More “mapping” in brain mapping: Statistical comparison of effects

INTRODUCTION

To many, modern brain mapping represents the premier scientific paradigm for examining the relationship between activity in specific neural systems and mental processes. Indeed, never before has it been possible to measure levels of brain activity or tissue characteristics with such fine spatial sampling. The recent acceleration in the number of brain mapping reports appearing in the literature is testament to the wide acceptance that the technique has received in neuroscientific circles. It would be specious to contend that this large body of new data has not substantially enriched our understanding of the functional anatomy of mental processes, or that it will not continue to do so. However, it is the premise here that the most common approaches to “mapping” brain functions actually reveal almost nothing about the spatial distribution of the effects of the experimental manipulations, and in this way the most critical information relevant to localizing the functions in question is concealed. Many investigators focus almost exclusively on only one bit of information about the variability in effect size across the field of view (in this case, across the brain); namely, whether the effects do or do not reach the investigator's criterion for significance. The argument advanced here is that in presenting brain mapping results, investigators should display, at the least, in addition to the positions at which the estimated effect size (EES) meets this criterion, enough additional information about the distribution of EES that a reader could reasonably examine the map to determine whether the effects in specific structures or regions are likely to differ reliably. The term EES is used here to refer to the statistic computed for each voxel (typically, a t-statistic, though a variety of other statistics can, and have been, substituted). We also argue that, in the interpretation of the results of mapping studies, inferences about the “specificity” of the relationship between the experimental variable and activated structures, circuits, or systems, should be referenced to the roles of particular other structures in which the EES has been shown to differ substantially.

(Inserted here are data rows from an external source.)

PR #13826, opened 2025-11-24
[Bug Fix] Decode OOM with EAGLE speculative decoding

adityakamat24:
## Motivation

Fix decode OOM in EAGLE speculative decoding when using paged KV cache allocation (page_size > 1).
Fixes #13741

The issue: kv_allocated_len wasn't getting updated in paged allocation paths. When release_kv_cache() runs, it uses kv_allocated_len to figure out what to free. Since we never updated it for paged allocations, no memory got released - it just kept growing until OOM.
The fix: Added kv_allocated_len tracking to the paged allocation paths to match what the page_size == 1 branch does, so memory gets freed properly when requests finish.

## Modifications

python/sglang/srt/speculative/eagle_info.py

- prepare_for_verify(): Update kv_allocated_len after alloc_paged_token_slots_extend()
- verify(): Update kv_committed_len and kv_allocated_len for paged path (page_size > 1 and topk > 1)

python/sglang/srt/speculative/eagle_worker.py

- _draft_preprocess_decode(): Update kv_allocated_len after alloc_paged_token_slots_extend()

## Checklist

### DIFF
--- a/python/sglang/srt/speculative/eagle_info.py
+++ b/python/sglang/srt/speculative/eagle_info.py
@@ -137,6 +137,8 @@ class EagleVerifyInput(SpecInput, EagleVerifyInputV2Mixin):
                 last_loc,
                 len(batch.input_ids),
             )
+            for req in batch.reqs:
+                req.kv_allocated_len += self.draft_token_num
             self.last_loc = last_loc
 
         bs = batch.batch_size()
@@ -478,6 +480,9 @@ class EagleVerifyInput(SpecInput, EagleVerifyInputV2Mixin):
                 batch.token_to_kv_pool_allocator.get_kvcache().move_kv_cache(
                     tgt_cache_loc, src_cache_loc
                 )
+                for i, req in enumerate(batch.reqs):
+                    req.kv_committed_len += accept_length_list[i] + 1
+                    req.kv_allocated_len = req.kv_committed_len
 
         # Construct EagleVerifyOutput
         if not has_finished:
--- a/python/sglang/srt/speculative/eagle_worker.py
+++ b/python/sglang/srt/speculative/eagle_worker.py
@@ -449,8 +449,12 @@ class EAGLEWorker(TpModelWorker):
                     backup_state=True,
                 )
             )
-            for req in batch.reqs:
-                req.kv_allocated_len += self.speculative_num_steps * self.topk
+            if self.topk > 1:
+                for i, req in enumerate(batch.reqs):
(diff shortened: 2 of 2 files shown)


adityakamat24:
> @adityakamat24 `kv_committed_len` and `kv_allocated_len` is not compatible with `topk > 1`

I realized that and closed the PR. Working on a proper fix.

hnyls2002:
@adityakamat24 Sure, I guess the problem is not related to `kv_committed_len` and `kv_allocated_len`

hnyls2002:
@adityakamat24 Please show some debugging info

adityakamat24:
@hnyls2002 Sorry for the delay.
Alright so I think I finally tracked this down. Added a bunch of debug logging to `eagle_info.py` and `common.py` to trace what's happening with the memory.

The leak is in the verify phase when `topk > 1`. Here's what I'm seeing:

When EAGLE verifies tokens, it computes `keep_len = ceil_align(committed_len, page_size)` to avoid fragmenting pages. So if you committed 5 tokens but page_size is 4, it keeps 8 slots (rounds up to next page boundary). Those extra 3 slots between committed_len and keep_len are the "page tail."

The problem is when we do `batch.out_cache_loc = tgt_cache_loc` - this only includes the committed tokens. So those page tail slots just... disappear. They're not in the new `out_cache_loc`, they're not in `to_free_slots` (because we kept them to avoid fragmentation), and they can't be recovered later.

Worse, `kv_committed_len` and `kv_allocated_len` never get updated when `topk > 1`. So when `release_kv_cache()` eventually runs, it does `start_p = ceil_align(kv_committed_len, page_size)` and `end_p = kv_allocated_len`, sees that `start_p >= end_p`, and doesn't free anything.

From my debug logs, with `topk=8`, `page_size=4`, and the small KV cache (4500 slots), I'm seeing:
- 940 unique slots leaked before OOM (that's like 235 pages worth)
- Most of them (708) get lost during verify when batch.out_cache_loc gets replaced
- Some (16) during release because of the ceil_align issue
- Test completed 193 requests before dying, so roughly 4-5 slots leaked per request

Test dies after about 80 seconds when it needs 512 slots but only 508 are available (after leaking ~21% of the pool).

Not totally sure what the best fix is. Happy to work on a fix, if you point me in the right direction.

Anyway, I have the full debug log if you want to see it. Let me know if this makes sense or if I'm missing something.

[debug_output.log](https://github.com/user-attachments/files/24009988/debug_output.log)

EVIDENCE FOR LOCALIZATION OF FUNCTION IN NEUROPSYCHOLOGY

In the long history of neuropsychology, theorists have distinguished between three levels of evidence for localization of function (sometimes referred to as functional segregation) in the brain: association, dissociation, and double dissociation [Jones, 1983; Shallice, 1988; Teuber, 1995]. A classical example of a simple association is an observation that degree of damage to a brain structure (S1) is correlated with degree of functional impairment on a test of a specific function (F1). It has long been acknowledged, however, that such an observation, by itself, provides no evidence for localization of function, because it does not preclude either the possibility that damage to S1 impairs many, if not all, functions, nor that damage to many, if not all, structures impairs F1. Stronger evidence for localization is the observation that damage in S1 impairs F1 to a greater extent than does damage to a second structure (S2). This represents an anatomical dissociation. Note that comparing statistically the association of S1 with F1 and the association of S2 with F1 and finding a significant difference establishes such a dissociation. Of course, evidence that damage to S1 is significantly more strongly associated with F1 impairment than to impairment of a second function (F2) is also a dissociation, generally referred to as a functional dissociation.

Neuroscientists are familiar with dissociations, and most are also well aware of their pitfalls. Considering the first example above, it is possible that the stronger association with F1 impairment of damage to S1 than of damage to S2 was due, not to a specific relation between S1 and F1 but to the relative insensitivity of the measure of S2. In other words, it is possible that a more sensitive measure of the damage to S2 would have revealed an equally large effect on F1. Similarly, the dissociation given in the second example could have occurred because of “unequal” measurement sensitivity of the F1 and F2 measures. Traditionally, neuroscientists have attempted to counter the weaknesses of “single” dissociations such as these by establishing “double dissociations.” The example of double dissociation is obvious: here it must be true both that damage to S1 is significantly more strongly associated with impairment of F1 than F2, and also that damage to S2 is significantly more strongly associated with impairment of F2 than F1. In this case, the investigator is more confident concluding that differences between the functional demands of the F1 and F2 measures lead to different levels of dependence on the integrity of S1 and S2.

BRAIN MAPPING EXPERIMENT

These examples have been cast in terms of the classical “lesion model” in neuropsychology. It is not the intent here to argue the merits of such models; however, the logic could equally apply to relationships between brain activity measures and task manipulations or functional parameters. Consider a typical brain mapping result. Usually the level of activity (BOLD, blood flow, electrical current, etc.) in a large number of brain voxels is measured while the subject is in differing states, and then the activity levels in different states are contrasted statistically. In other cases, the level of some parameter of interest is in effect correlated with the level of activity in the brain voxels. The question often posed by the investigator is whether the EES in any voxel, or set of voxels, exceeds that expected by chance, given the number of voxels examined. If the answer is yes, the permissible conclusion is that a significant “brain activation” effect has occurred. The locations of those voxels in which the EES exceeds the criterion implicate the tissue in these locations as encompassed within this “brain activation” effect. However, note that what has been demonstrated here is, in the parlance of the previous section, a simple association. All of the statistical tests involve only S1; there is no S2. In no case is the effect in one voxel compared statistically to that in another. Therefore, there is no test of dissociation, let alone double dissociation.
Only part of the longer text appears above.